No se despertó. Fue más bien un retorno lento, como si irrumpiera de un fango viscoso —lo cual, irónicamente, acabaría siendo literal. Abrió los ojos. Sintió la piel tirante, la boca abierta en exceso, el cuerpo pesado.
Se incorporó con esfuerzo. Las patas se negaban a obedecer como antes. Un grupo de aves lo observaba desde una rama torcida. No huyeron. Lo aceptaban como parte de ese mundo de pesadez y silencio. Uno graznó, con cierta burla.

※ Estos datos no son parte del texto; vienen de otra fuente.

PR #2435, opened 2026-05-08
fix: replace true by :

bdrung:
Calling the `true` command is not needed in most cases. Use the `:` no-operation command instead.

### Checklist


devkontrol (approved):

Conan-Kudo:
Ugh, this is ugly, but meh...

Conan-Kudo (approved):

PR #2440, opened 2026-05-11
fix(usrmount): filter out subvolid option for btrfs

puleglot:
Currently if rootfs mount options contain subvolid, then /usr subvolume will fail to mount with the following error:

BTRFS error (device dm-0): subvol '/usr' does not match subvolid 5

Fix this by filtering out subvolid from rootfs options.

Bug: https://bugs.gentoo.org/961622

### Checklist

### DIFF
--- a/modules.d/77usrmount/mount-usr.sh
+++ b/modules.d/77usrmount/mount-usr.sh
@@ -13,6 +13,7 @@ filtersubvol() {
     while [ $# -gt 0 ]; do
         case $1 in
             'subvol='*) : ;;
+            'subvolid='*) : ;;
             *) printf '%s' "${1}," ;;
         esac
         shift


dalto8:
From the linked bug report:
```
/dev/disk/by-label/root /sysroot/usr btrfs subvol=/usr,lazytime,nodev,noatime,compress=zstd,ssd,autodefrag,rw,relatime,lazytime,compress=zstd:3,ssd,discard=async,space_cache=v2,autodefrag,subvolid=5,ro 1 2
```

This looks invalid to me. Isn't it appropriate behavior for this to fail?

Saying you want to mount `subvolid=5` and `subvol=/usr` isn't correct, is it?

`subvolid=5` is always the root so it doesn't match `/usr`. How do you know which one is correct in this case?  Are you supposed to mount `subvolid=5` or `subvol=/usr`

puleglot:
Look at `mount_usr()` function. If `/` and `/usr` are subvolumes of the same fs, then it takes rootfs mount options and appends them to `/usr` mount options. That's why it filters out `subvol=` option and should also filter out `subvolid=`, so they don't override corresponding options needed for `/usr`.

devkontrol:
CC @Nowa-Ammerlaan @mwilck @aafeijoo-suse

devkontrol (approved):

bdrung (approved):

Intentó gritar. Emitió un sonido burbujeante, una mezcla entre tos y bostezo. Repugnante. Inútil. No tenía lenguaje. Ya no.

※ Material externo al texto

PR #2442, opened 2026-05-15
fix(dracut-functions.sh): do not attempt to install zero-size library files

### LINKED ISSUE #2441: dracut failed due to stray files like `/usr/lib64/libnss_myhostname.so.2;69c039c9`
**Describe the bug**
In https://discussion.fedoraproject.org/t/kernel-fails-to-update-automatically-to-7-0-x-due-to-dracut-error/191371 we got a report from a Fedora user that dracut failed with errors like `dracut-install: ERROR: cannot mmap '/var/tmp/dracut.dOlGFcB/initramfs/usr/lib64/libnss_myhostname.so.2;69c039c9': Invalid argument`.

**Distribution used**
Fedora 44

**Dracut version**
Likely 108

**Init system**
systemd

**To Reproduce**
It looks like - create a file with a name like `/usr/lib64/libnss_myhostname.so.2;69c039c9` and run dracut. Not sure if it has to be a 'real' library file

**Expected behavior**
Dracut should work, probably by ignoring the file

**Additional context**
We don't know what caused these files to exist, but it does seem like dracut should not be tripped up by the existence of this kind of orphaned temporary file or whatever it turns out to have been.

aafeijoo-suse:
It should fix #2441

### Checklist

### DIFF
--- a/dracut-functions.sh
+++ b/dracut-functions.sh
@@ -1342,6 +1342,8 @@ inst_libdir_file() {
         for _dir in $libdirs; do
             for _i in "$@"; do
                 for _f in "${dracutsysrootdir-}$_dir"/$_i; do
+                    # Filter temporary RPM files
+                    [[ $_f == *";"???????? ]] && continue
                     [[ ${_f#"${dracutsysrootdir-}"} =~ $_pattern ]] || continue
                     [[ -s $_f ]] && _files+=("${_f#"${dracutsysrootdir-}"}")
                 done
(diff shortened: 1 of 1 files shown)


bdrung (commented):
The change looks good to me. Can you extent the first commit with some more details/reasoning from the PR and linked bug?

dracut-functions.sh
```diff
@@ -1342,16 +1342,20 @@ inst_libdir_file() {
         for _dir in $libdirs; do
             for _i in "$@"; do
                 for _f in "${dracutsysrootdir-}$_dir"/$_i; do
+                    # Filter temporary RPM files
```
devkontrol, line 1345: Is this an issue only with RPM ? 

It is sad that dracut needs to have knowledge about the underlaying host package manager.

Is this file format/pattern for temp RPM files documented somewhere that we can reference here ?

devkontrol:
Could this be handled in a config file for RPM based distros with `--remove option` - as a compromise ? 

I am not strongly against the idea, but I do wonder if dracut is the best place to deal with this problem.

Lo supo antes de saberlo. Lo temió. La torpeza del movimiento se lo confirmó. Caminó con dificultad hacia lo que parecía el borde de una charca. El agua le devolvió su nuevo rostro. Ojos separados como si no quisiera verse entre sí. Una mueca inexpresiva.
Un hipopótamo.
No podía ser.
Pero era.
Mungu había prometido vengarse y bien que lo había hecho.
«Si al menos fuera un elefante», pensó. Los elefantes tenían grandeza. Los rinocerontes, incluso, habían alcanzado un prestigio brutal. Pero un hipopótamo... Ni en las fábulas que le contaba su abuela encontraban redención. Era una criatura ridícula, como creada para el escarnio.

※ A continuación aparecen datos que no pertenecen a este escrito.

PR #2444, opened 2026-05-15
fix(dracut-rescue): use entry token instead of machine-id for path construction

### LINKED ISSUE #2443: 51-dracut-rescue.install builds broken paths with non-machine-id entry tokens
**Describe the bug**
`install.d/51-dracut-rescue.install` hardcodes `$MACHINE_ID` for path construction (lines 88, 90, 96). When `kernel-install` is configured with a non-machine-id entry token (e.g. `bootctl install --entry-token=os-id` → `fedora`), the paths diverge from what `kernel-install` actually creates.

Specifically, `BOOT_DIR` is set to `/${MACHINE_ID}/0-rescue` and `LOADER_ENTRY` to `…/${MACHINE_ID}-0-rescue.conf`, but the actual boot directory tree uses the entry token (e.g. `fedora/`). The suffix-strip `BOOT_ROOT=${BOOT_DIR_ABS%"$BOOT_DIR"}` also fails because `$BOOT_DIR_ABS` doesn't end with `/${MACHINE_ID}/…`.

`$KERNEL_INSTALL_ENTRY_TOKEN` has been exported by `kernel-install` since systemd 253 but is not used by this script.

**Distribution used**
Fedora 43

**Dracut version**
107 (also reproducible on current main)

**Init system**
systemd (systemd-boot + UKI layout)

**To Reproduce**
```bash
# /etc/kernel/install.conf:
layout=uki
initrd_generator=dracut
uki_generator=ukify

# Set entry token to os-id:
bootctl install --entry-token=os-id   # writes "fedora" to /etc/kernel/entry-token

# Then:
kernel-install add-all
# → 51-dracut-rescue.install fails building incorrect paths
```

**Expected behavior**
The script should use `$KERNEL_INSTALL_ENTRY_TOKEN` (falling back to `$MACHINE_ID`) for path construction, matching how `kernel-install` organizes the boot directory.

**Additional context**
Workaround: `ln -sf /dev/null /etc/kernel/install.d/51-dracut-rescue.install`

mxsb:
`51-dracut-rescue.install` hardcodes `$MACHINE_ID` for boot directory and loader entry paths. When `kernel-install` is configured with a non-machine-id entry token (e.g. via `bootctl --entry-token=os-id`), the paths diverge from the actual boot directory layout, breaking rescue image creation.

Use `$KERNEL_INSTALL_ENTRY_TOKEN` (exported by `kernel-install` since systemd 253) with a fallback to `$MACHINE_ID` for path construction. Rescue image filenames and BLS content fields keep using `$MACHINE_ID` as an identifier.

Fixes: https://github.com/dracut-ng/dracut/issues/2443

### Checklist

### DIFF
--- a/install.d/51-dracut-rescue.install
+++ b/install.d/51-dracut-rescue.install
@@ -66,6 +66,8 @@ if ! [[ $MACHINE_ID ]]; then
     exit 0
 fi
 
+ENTRY_TOKEN="${KERNEL_INSTALL_ENTRY_TOKEN:-${MACHINE_ID}}"
+
 if [ -n "$KERNEL_INSTALL_CONF_ROOT" ]; then
     if [ -f "$KERNEL_INSTALL_CONF_ROOT/cmdline" ]; then
         read -r -d '' -a BOOT_OPTIONS < "$KERNEL_INSTALL_CONF_ROOT/cmdline"
@@ -85,15 +87,15 @@ else
 fi
 
 if [[ -d ${BOOT_DIR_ABS%/*} ]]; then
-    BOOT_DIR="/${MACHINE_ID}/0-rescue"
+    BOOT_DIR="/${ENTRY_TOKEN}/0-rescue"
     BOOT_ROOT=${BOOT_DIR_ABS%"$BOOT_DIR"}
-    LOADER_ENTRY="$BOOT_ROOT/loader/entries/${MACHINE_ID}-0-rescue.conf"
+    LOADER_ENTRY="$BOOT_ROOT/loader/entries/${ENTRY_TOKEN}-0-rescue.conf"
     KERNEL="linux"
     INITRD="initrd"
 else
     BLS_DIR="/boot/loader/entries"
     BOOT_DIR_ABS="/boot"
-    LOADER_ENTRY="$BLS_DIR/${MACHINE_ID}-0-rescue.conf"
+    LOADER_ENTRY="$BLS_DIR/${ENTRY_TOKEN}-0-rescue.conf"
     KERNEL="vmlinuz-0-rescue-${MACHINE_ID}"
     INITRD="initramfs-0-rescue-${MACHINE_ID}.img"
 fi
@@ -150,8 +152,8 @@ case "$COMMAND" in
                 echo "initrd     $BOOT_DIR/initrd"
             } > "$LOADER_ENTRY"
         else
-            if [[ -e "${BLS_DIR}/${MACHINE_ID}-${KERNEL_VERSION}.conf" ]]; then
-                cp -aT "${BLS_DIR}/${MACHINE_ID}-${KERNEL_VERSION}.conf" "$LOADER_ENTRY"
+            if [[ -e "${BLS_DIR}/${ENTRY_TOKEN}-${KERNEL_VERSION}.conf" ]]; then
+                cp -aT "${BLS_DIR}/${ENTRY_TOKEN}-${KERNEL_VERSION}.conf" "$LOADER_ENTRY"
             else
                 cp -aT "${KERNEL_IMAGE%/*}/bls.conf" "$LOADER_ENTRY"
             fi
--- a/install.d/51-dracut-rescue.install
+++ b/install.d/51-dracut-rescue.install
@@ -66,6 +66,14 @@ if ! [[ $MACHINE_ID ]]; then
     exit 0
 fi
 
+# The entry token (systemd 253+) is used for the boot directory and loader
+# entry paths, since kernel-install derives those from it. The rescue image
+# *filenames* below deliberately keep $MACHINE_ID: it guarantees per-machine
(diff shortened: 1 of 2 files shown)


install.d/51-dracut-rescue.install
```diff
@@ -85,15 +87,15 @@ else
...
+    LOADER_ENTRY="$BOOT_ROOT/loader/entries/${ENTRY_TOKEN}-0-rescue.conf"
     KERNEL="linux"
     INITRD="initrd"
 else
     BLS_DIR="/boot/loader/entries"
     BOOT_DIR_ABS="/boot"
-    LOADER_ENTRY="$BLS_DIR/${MACHINE_ID}-0-rescue.conf"
+    LOADER_ENTRY="$BLS_DIR/${ENTRY_TOKEN}-0-rescue.conf"
     KERNEL="vmlinuz-0-rescue-${MACHINE_ID}"
     INITRD="initramfs-0-rescue-${MACHINE_ID}.img"
```
bdrung, line 100: What about `KERNEL` and `INITRD`?

bdrung (commented):
Can you rebase your changes instead of merging `main` into it?

devkontrol:
CC @aafeijoo-suse @Nowa-Ammerlaan @mrc0mmand

install.d/51-dracut-rescue.install
mxsb: Intentional — I only moved the *path/entry-lookup* bits (`BOOT_DIR`, `LOADER_ENTRY`, the source `.conf` lookup) to the entry token, and deliberately kept `KERNEL`/`INITRD` (and the `machine-id` field / the sed) on `$MACHINE_ID`:

- The entry token is what `kernel-install` uses to compute the loader entry name and the Type #1 directory (`$BOOT/$ENTRY_TOKEN/…`), so those *must* follow it or the rescue entry lands in the wrong place / the source conf isn't found — that's the actual bug.
- `KERNEL`/`INITRD` are just the basenames of the rescue image files this hook creates and references itself. Keeping `$MACHINE_ID` is the safer choice: entry tokens can be shared across parallel installs (`os-id`, `os-image-id`) — per `kernel-install(8)` those "would try to use the same entry name" — whereas the machine ID guarantees per-machine uniqueness. Switching would also orphan existing `vmlinuz-0-rescue-<machine-id>` files on upgrade.
- The `machine-id` line is a Boot Loader Spec field defined as the 32-char machine ID, so it must stay `$MACHINE_ID` regardless (an `os-id` token like `fedora` wouldn't be valid there).

Note this only concerns the flat `/boot` fallback branch; in the Type #1 layout the files are `linux`/`initrd` under the token dir, with no identifier in the name.

I've pushed a rebase (dropping the merge commits) and added a comment above `ENTRY_TOKEN=…` documenting this split so it doesn't come up again.

test/TEST-43-KERNEL-INSTALL/test.sh
```diff
@@ -62,6 +70,15 @@ test_setup() {
...
     fi
+
+    # test with a custom entry token different from machine-id
+    CUSTOM_TOKEN="custom-entry-token"
+    mkdir -p "$BOOT_ROOT/$CUSTOM_TOKEN/$KVERSION" "$BOOT_ROOT/loader/entries" "$BOOT_ROOT/$CUSTOM_TOKEN/0-rescue"
+    kernel-install add --entry-token "literal:$CUSTOM_TOKEN" "$KVERSION" "$KIMAGE"
+    if [[ ! -e "$BOOT_ROOT/$CUSTOM_TOKEN/0-rescue/initrd" ]]; then
+        echo "Error: kernel-install failed to create rescue initrd with custom entry token at $BOOT_ROOT/$CUSTOM_TOKEN/0-rescue/initrd" >&2
+        return 1
+    fi
```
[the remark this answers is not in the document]
mxsb: Good catch — added an assertion in `test_setup` that the rescue loader entry is created at the entry-token path:

```sh
if [[ ! -e "$BOOT_ROOT/loader/entries/$CUSTOM_TOKEN-0-rescue.conf" ]]; then
    echo "Error: rescue loader entry not created at entry-token path ..." >&2
    return 1
fi
```

This positively verifies the loader-entry path the fix changes, so a regression that writes the machine-id-based entry name (or the wrong nested path) is caught, independent of the direct `-initrd` boot in `test_run`.

mxsb:
**Test coverage (TEST-43)** — the custom-entry-token variant boots the rescue initrd from `<boot>/<entry-token>/0-rescue/initrd` and asserts the rescue loader entry is created at `loader/entries/<entry-token>-0-rescue.conf` (catches a regression that writes the machine-id-based path).

Not covered: the flat `/boot` fallback branch. Under `kernel-install` the entry-token directory always exists, so only the Type #1 layout is reachable here; that branch also hardcodes `/boot`, so it isn't test-isolatable in TEST-43.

Se arrojó al agua. Allí se sintió extrañamente ligero, aliviado.
Pasó un tiempo —imposible decir cuánto— antes de que comprendiera lo esencial: nadie lo devolvería. Era un castigo, no una lección. Ya no había nada que pudiera hacer. Así que se acabó acostumbrado al agua tibia y al sol que machacaba la superficie. Aprendió a no pensar. A hundirse. A respirar por la nariz con parsimonia. A seguir flotando cuando todo parecía hundirse.
Pero a veces, en las noches sin viento, se le escapaba un pensamiento.
«¿Se acordarán en el poblado de mí? ¿Me echará de menos Penda?»
Entonces agitaba las orejas, se revolcaba en el barro, como si el cuerpo pudiera responder con orgullo donde ya no quedaban palabras.
Al amanecer, era un hipopótamo más. Solo un animal vivo.
Y eso —aunque no lo admitiera— empezaba a parecer suficiente.